We chose CrowdStrike because of its effective detection capabilities with minimal false positives. It enhances the overall safety of our company's environment from cyber threats.
It is a cloud-based solution managed by CrowdStrike. All we need to do is install a simple sensor on our machines, and they take care of the rest, providing us with a comprehensive endpoint security solution. We can easily monitor and manage security through their user-friendly interface. The installation and setup of CrowdStrike Falcon Cloud Security are very easy and require a good internet connection on your machine.
CrowdStrike Falcon Cloud Security is not cheap but it is worth the money. It simplifies administration by handling both vulnerability and endpoint security with just one sensor installation. In terms of cost, it is competitive and comparable to Windows Defender, offering better efficiency without the need for multiple consoles.
We explored other options like Trend Micro and Sophos before deciding on CrowdStrike. However, those tools had performance issues, especially on application servers and desktops due to their heavy installers. CrowdStrike stood out as it is lightweight and doesn't impact system performance during operation.
I would strongly recommend CrowdStrike Falcon Cloud Security to others. It is highly effective in providing accurate security and detecting cyber threats without overwhelming you with false positives. It allows you to focus on meaningful alerts, making it a value-for-money product. Overall, I would rate it as a nine out of ten.
I use Falcon Cloud Security as our primary EDR solution, integrated with Splunk for alert management. While Falcon effectively mitigates many threats automatically, we leverage it for targeted threat hunting when we observe unusual patterns or a high occurrence of specific tactics. This allows us to ensure we are not being targeted and provides insights into potential threats to our environment.
Falcon Cloud Security has significantly improved our organization by providing detailed and clear insights into potential threats. Its precise visibility allows us to see everything entering and leaving our environment, enabling us to effectively mitigate attacks and respond to potential security incidents.

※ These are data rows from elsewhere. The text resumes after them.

PR #2499, opened 2026-04-10
Update pgm2： A new card will be inserted by default if no card is inserted.

crashGG:
A temp new card will be inserted by default if no card is inserted.

This allows the use of special characters that can only be used when a card is inserted. It does not affect normal card insertion; it only takes effect when no card is inserted.

### DIFF
--- a/src/burn/drv/pgm2/pgm2_run.cpp
+++ b/src/burn/drv/pgm2/pgm2_run.cpp
@@ -841,7 +841,13 @@ static void pgm2McuCommand(bool isCommand)
             break;
 
             case 0xc0: // insert card / check card presence
-            case 0xc1: // check ready/busy
+                if (!pgm2CardPresent(arg1 & 3)) {
+                    status = 0x00f70000;
+                }
+                Pgm2McuResult0 = cmd;
+			break;
+
+			case 0xc1: // check ready/busy
                 if (!pgm2CardPresent(arg1)) {
                     status = 0x00f40000;
                 }


dinkc64:
I don't know much about the memory card situation, so bear with me...
We have to think about the side-effects this might cause (if any)
Questions:
Is this a good idea?
Can this temp card be saved / will it be saved by default?
What happens if someone tries to insert or remove a card with this temp one
already active?  ..etc.?
Is it synchronized to the menu options?

@hogenwang What do you think about this?

best regards,
- dink

crashGG:
If you don’t know much memory cards, you’re an old‑school hardcore player just like me.
Early arcades were true arenas of skill. One coin, fresh start, equal footing for everyone.
The high-score table was our wall of honor.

The most valuable feature of Falcon Cloud Security is its comprehensive threat-hunting ability. It ensures we stay ahead of potential threats by providing detailed insights and allowing us to investigate and address security concerns proactively.
One area for improvement in Falcon Cloud Security is the support portal. While the documentation is comprehensive, I would like easier access to in-depth training and resources within the tool. Simplifying the portal for better navigation and learning would be beneficial.

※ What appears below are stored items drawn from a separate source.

PR #2537, opened 2026-05-01
d_coleco.cpp: various...

fprietog:
Added the support to:
"BUSTin-Out Vol. 0 (HB)"
"Mr. Do! Arcade (HB)"

Fixed typo in "Schlange CV (HB)"


taoenwen:
Thanks!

I have been working with Falcon Cloud Security for a year.
The stability of the solution is a solid ten out of ten.
The scalability of the solution is excellent. I would rate it as a ten out of ten.
CrowdStrike's technical support is excellent. The team is highly knowledgeable and provides comprehensive assistance.

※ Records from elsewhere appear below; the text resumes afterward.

Issue #1223, opened 2021-03-17
display component uptime


9547:
## Feature Request

**Is your feature request related to a problem? Please describe:**

**Describe the feature you'd like:**

I want to display the uptime time for each component in `tiup {cluster|dm} display xxx`

**Describe alternatives you've considered:**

Before using CrowdStrike Falcon Cloud Security, I have used SentinelOne. They have different philosophies – SentinelOne is more automatic and easier to use, like a Mac, while Falcon is more technical, allowing for deeper customization and insights, akin to a PC. Falcon's comprehensive and technical approach aligns well with our SOC's needs.
Deployment is generally straightforward, but like many tools, it takes time to fine-tune and achieve optimal configuration.
While I have heard that Falcon Cloud Security can be expensive, I believe the investment is justified for the peace of mind it provides.
My advice for someone considering CrowdStrike Falcon Cloud Security is to do your homework and ask plenty of questions to fully understand the depth and capabilities of the tool. Overall, I would rate the solution as a nine out of ten.